→ INSTRUCTIONS TO FOLLOW
Retype all of the data. Every line must match exactly.
++++ GIVEN DATA ++++
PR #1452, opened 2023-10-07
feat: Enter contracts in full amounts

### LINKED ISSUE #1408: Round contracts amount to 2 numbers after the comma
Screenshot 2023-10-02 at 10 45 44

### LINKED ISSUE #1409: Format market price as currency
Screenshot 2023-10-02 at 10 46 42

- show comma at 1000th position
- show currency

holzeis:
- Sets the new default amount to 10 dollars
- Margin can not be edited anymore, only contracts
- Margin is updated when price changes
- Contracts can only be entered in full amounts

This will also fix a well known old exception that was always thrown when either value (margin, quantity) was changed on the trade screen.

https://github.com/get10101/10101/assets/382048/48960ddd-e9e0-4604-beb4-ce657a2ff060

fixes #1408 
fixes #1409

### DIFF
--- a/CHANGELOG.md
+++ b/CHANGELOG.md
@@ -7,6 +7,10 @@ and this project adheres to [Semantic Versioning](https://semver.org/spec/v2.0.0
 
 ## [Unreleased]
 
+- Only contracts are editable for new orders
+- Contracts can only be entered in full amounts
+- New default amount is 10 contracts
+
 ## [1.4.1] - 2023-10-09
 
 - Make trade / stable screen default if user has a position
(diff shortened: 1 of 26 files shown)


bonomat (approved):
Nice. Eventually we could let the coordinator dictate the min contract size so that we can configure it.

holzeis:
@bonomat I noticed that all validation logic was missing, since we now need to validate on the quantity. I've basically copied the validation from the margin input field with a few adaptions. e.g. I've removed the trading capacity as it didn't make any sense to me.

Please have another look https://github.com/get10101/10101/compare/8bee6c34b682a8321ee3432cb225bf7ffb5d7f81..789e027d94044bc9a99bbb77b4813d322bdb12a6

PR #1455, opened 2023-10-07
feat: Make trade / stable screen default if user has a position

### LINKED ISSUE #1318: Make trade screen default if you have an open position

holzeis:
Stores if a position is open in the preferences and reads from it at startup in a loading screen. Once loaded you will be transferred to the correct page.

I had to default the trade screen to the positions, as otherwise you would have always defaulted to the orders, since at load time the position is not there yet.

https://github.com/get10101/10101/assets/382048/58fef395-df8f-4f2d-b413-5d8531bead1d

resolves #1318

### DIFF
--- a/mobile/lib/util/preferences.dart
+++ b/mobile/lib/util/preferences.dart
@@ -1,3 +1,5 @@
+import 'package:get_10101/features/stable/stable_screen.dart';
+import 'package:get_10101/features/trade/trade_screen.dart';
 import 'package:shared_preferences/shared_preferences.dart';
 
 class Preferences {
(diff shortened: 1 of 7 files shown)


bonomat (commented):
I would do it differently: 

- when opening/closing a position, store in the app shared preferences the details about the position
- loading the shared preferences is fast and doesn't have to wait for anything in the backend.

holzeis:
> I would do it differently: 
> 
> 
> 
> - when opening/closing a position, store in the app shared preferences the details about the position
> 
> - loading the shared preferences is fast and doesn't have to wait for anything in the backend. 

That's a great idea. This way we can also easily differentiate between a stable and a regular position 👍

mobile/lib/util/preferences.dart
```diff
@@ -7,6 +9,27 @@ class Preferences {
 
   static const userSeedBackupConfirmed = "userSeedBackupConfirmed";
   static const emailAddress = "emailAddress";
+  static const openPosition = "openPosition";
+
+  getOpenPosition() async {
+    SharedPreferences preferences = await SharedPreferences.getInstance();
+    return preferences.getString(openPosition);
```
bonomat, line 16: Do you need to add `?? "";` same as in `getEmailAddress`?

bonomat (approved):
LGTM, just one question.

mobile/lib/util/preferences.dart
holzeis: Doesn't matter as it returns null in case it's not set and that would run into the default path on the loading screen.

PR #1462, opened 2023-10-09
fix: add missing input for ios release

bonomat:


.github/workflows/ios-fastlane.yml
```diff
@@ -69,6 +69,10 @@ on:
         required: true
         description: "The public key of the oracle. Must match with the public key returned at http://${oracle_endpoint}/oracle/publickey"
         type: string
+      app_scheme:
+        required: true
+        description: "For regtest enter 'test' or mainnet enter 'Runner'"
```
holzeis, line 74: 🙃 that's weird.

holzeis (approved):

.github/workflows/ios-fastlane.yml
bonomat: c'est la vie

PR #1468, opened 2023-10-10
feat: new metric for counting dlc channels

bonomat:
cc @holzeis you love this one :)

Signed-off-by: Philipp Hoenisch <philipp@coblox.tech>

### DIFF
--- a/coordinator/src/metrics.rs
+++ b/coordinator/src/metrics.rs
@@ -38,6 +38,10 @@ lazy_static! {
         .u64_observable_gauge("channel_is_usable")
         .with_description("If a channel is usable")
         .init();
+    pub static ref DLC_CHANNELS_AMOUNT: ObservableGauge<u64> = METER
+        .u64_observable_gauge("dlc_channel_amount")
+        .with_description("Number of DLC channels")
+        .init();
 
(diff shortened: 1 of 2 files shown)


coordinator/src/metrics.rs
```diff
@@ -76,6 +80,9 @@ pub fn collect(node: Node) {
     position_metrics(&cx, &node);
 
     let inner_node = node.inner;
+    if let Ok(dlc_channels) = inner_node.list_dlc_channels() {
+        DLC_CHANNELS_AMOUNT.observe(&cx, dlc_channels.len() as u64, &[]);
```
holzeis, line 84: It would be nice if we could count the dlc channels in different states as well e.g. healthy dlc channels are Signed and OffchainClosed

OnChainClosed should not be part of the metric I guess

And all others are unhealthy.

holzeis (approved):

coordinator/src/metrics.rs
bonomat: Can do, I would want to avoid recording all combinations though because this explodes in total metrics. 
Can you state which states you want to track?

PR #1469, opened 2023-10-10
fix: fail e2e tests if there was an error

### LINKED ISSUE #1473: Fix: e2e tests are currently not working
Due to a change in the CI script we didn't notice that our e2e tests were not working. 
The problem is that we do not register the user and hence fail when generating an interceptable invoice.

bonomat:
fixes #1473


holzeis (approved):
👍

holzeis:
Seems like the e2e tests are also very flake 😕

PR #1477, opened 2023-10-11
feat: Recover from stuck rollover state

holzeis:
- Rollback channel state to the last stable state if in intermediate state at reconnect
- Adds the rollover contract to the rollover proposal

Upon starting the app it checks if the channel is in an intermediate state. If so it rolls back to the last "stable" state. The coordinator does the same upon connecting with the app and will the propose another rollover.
++++
→ RESPONSE
PR #1452, opened 2023-10-07
feat: Enter contracts in full amounts

### LINKED ISSUE #1408: Round contracts amount to 2 numbers after the comma
Screenshot 2023-10-02 at 10 45 44

### LINKED ISSUE #1409: Format market price as currency
Screenshot 2023-10-02 at 10 46 42

- show comma at 1000th position
- show currency

holzeis:
- Sets the new default amount to 10 dollars
- Margin can not be edited anymore, only contracts
- Margin is updated when price changes
- Contracts can only be entered in full amounts

This will also fix a well known old exception that was always thrown when either value (margin, quantity) was changed on the trade screen.

https://github.com/get10101/10101/assets/382048/48960ddd-e9e0-4604-beb4-ce657a2ff060

fixes #1408 
fixes #1409

### DIFF
--- a/CHANGELOG.md
+++ b/CHANGELOG.md
@@ -7,6 +7,10 @@ and this project adheres to [Semantic Versioning](https://semver.org/spec/v2.0.0
 
 ## [Unreleased]
 
+- Only contracts are editable for new orders
+- Contracts can only be entered in full amounts
+- New default amount is 10 contracts
+
 ## [1.4.1] - 2023-10-09
 
 - Make trade / stable screen default if user has a position
(diff shortened: 1 of 26 files shown)


bonomat (approved):
Nice. Eventually we could let the coordinator dictate the min contract size so that we can configure it.

holzeis:
@bonomat I noticed that all validation logic was missing, since we now need to validate on the quantity. I've basically copied the validation from the margin input field with a few adaptions. e.g. I've removed the trading capacity as it didn't make any sense to me.

Please have another look https://github.com/get10101/10101/compare/8bee6c34b682a8321ee3432cb225bf7ffb5d7f81..789e027d94044bc9a99bbb77b4813d322bdb12a6

PR #1455, opened 2023-10-07
feat: Make trade / stable screen default if user has a position

### LINKED ISSUE #1318: Make trade screen default if you have an open position

holzeis:
Stores if a position is open in the preferences and reads from it at startup in a loading screen. Once loaded you will be transferred to the correct page.

I had to default the trade screen to the positions, as otherwise you would have always defaulted to the orders, since at load time the position is not there yet.

https://github.com/get10101/10101/assets/382048/58fef395-df8f-4f2d-b413-5d8531bead1d

resolves #1318

### DIFF
--- a/mobile/lib/util/preferences.dart
+++ b/mobile/lib/util/preferences.dart
@@ -1,3 +1,5 @@
+import 'package:get_10101/features/stable/stable_screen.dart';
+import 'package:get_10101/features/trade/trade_screen.dart';
 import 'package:shared_preferences/shared_preferences.dart';
 
 class Preferences {
(diff shortened: 1 of 7 files shown)


bonomat (commented):
I would do it differently: 

- when opening/closing a position, store in the app shared preferences the details about the position
- loading the shared preferences is fast and doesn't have to wait for anything in the backend.

holzeis:
> I would do it differently: 
> 
> 
> 
> - when opening/closing a position, store in the app shared preferences the details about the position
> 
> - loading the shared preferences is fast and doesn't have to wait for anything in the backend. 

That's a great idea. This way we can also easily differentiate between a stable and a regular position 👍

mobile/lib/util/preferences.dart
```diff
@@ -7,6 +9,27 @@ class Preferences {
 
   static const userSeedBackupConfirmed = "userSeedBackupConfirmed";
   static const emailAddress = "emailAddress";
+  static const openPosition = "openPosition";
+
+  getOpenPosition() async {
+    SharedPreferences preferences = await SharedPreferences.getInstance();
+    return preferences.getString(openPosition);
```
bonomat, line 16: Do you need to add `?? "";` same as in `getEmailAddress`?

bonomat (approved):
LGTM, just one question.

mobile/lib/util/preferences.dart
holzeis: Doesn't matter as it returns null in case it's not set and that would run into the default path on the loading screen.

PR #1462, opened 2023-10-09
fix: add missing input for ios release

bonomat:


.github/workflows/ios-fastlane.yml
```diff
@@ -69,6 +69,10 @@ on:
         required: true
         description: "The public key of the oracle. Must match with the public key returned at http://${oracle_endpoint}/oracle/publickey"
         type: string
+      app_scheme:
+        required: true
+        description: "For regtest enter 'test' or mainnet enter 'Runner'"
```
holzeis, line 74: 🙃 that's weird.

holzeis (approved):

.github/workflows/ios-fastlane.yml
bonomat: c'est la vie

PR #1468, opened 2023-10-10
feat: new metric for counting dlc channels

bonomat:
cc @holzeis you love this one :)

Signed-off-by: Philipp Hoenisch <philipp@coblox.tech>

### DIFF
--- a/coordinator/src/metrics.rs
+++ b/coordinator/src/metrics.rs
@@ -38,6 +38,10 @@ lazy_static! {
         .u64_observable_gauge("channel_is_usable")
         .with_description("If a channel is usable")
         .init();
+    pub static ref DLC_CHANNELS_AMOUNT: ObservableGauge<u64> = METER
+        .u64_observable_gauge("dlc_channel_amount")
+        .with_description("Number of DLC channels")
+        .init();
 
(diff shortened: 1 of 2 files shown)


coordinator/src/metrics.rs
```diff
@@ -76,6 +80,9 @@ pub fn collect(node: Node) {
     position_metrics(&cx, &node);
 
     let inner_node = node.inner;
+    if let Ok(dlc_channels) = inner_node.list_dlc_channels() {
+        DLC_CHANNELS_AMOUNT.observe(&cx, dlc_channels.len() as u64, &[]);
```
holzeis, line 84: It would be nice if we could count the dlc channels in different states as well e.g. healthy dlc channels are Signed and OffchainClosed

OnChainClosed should not be part of the metric I guess

And all others are unhealthy.

holzeis (approved):

coordinator/src/metrics.rs
bonomat: Can do, I would want to avoid recording all combinations though because this explodes in total metrics. 
Can you state which states you want to track?

PR #1469, opened 2023-10-10
fix: fail e2e tests if there was an error

### LINKED ISSUE #1473: Fix: e2e tests are currently not working
Due to a change in the CI script we didn't notice that our e2e tests were not working. 
The problem is that we do not register the user and hence fail when generating an interceptable invoice.

bonomat:
fixes #1473


holzeis (approved):
👍

holzeis:
Seems like the e2e tests are also very flake 😕

PR #1477, opened 2023-10-11
feat: Recover from stuck rollover state

holzeis:
- Rollback channel state to the last stable state if in intermediate state at reconnect
- Adds the rollover contract to the rollover proposal

Upon starting the app it checks if the channel is in an intermediate state. If so it rolls back to the last "stable" state. The coordinator does the same upon connecting with the app and will the propose another rollover.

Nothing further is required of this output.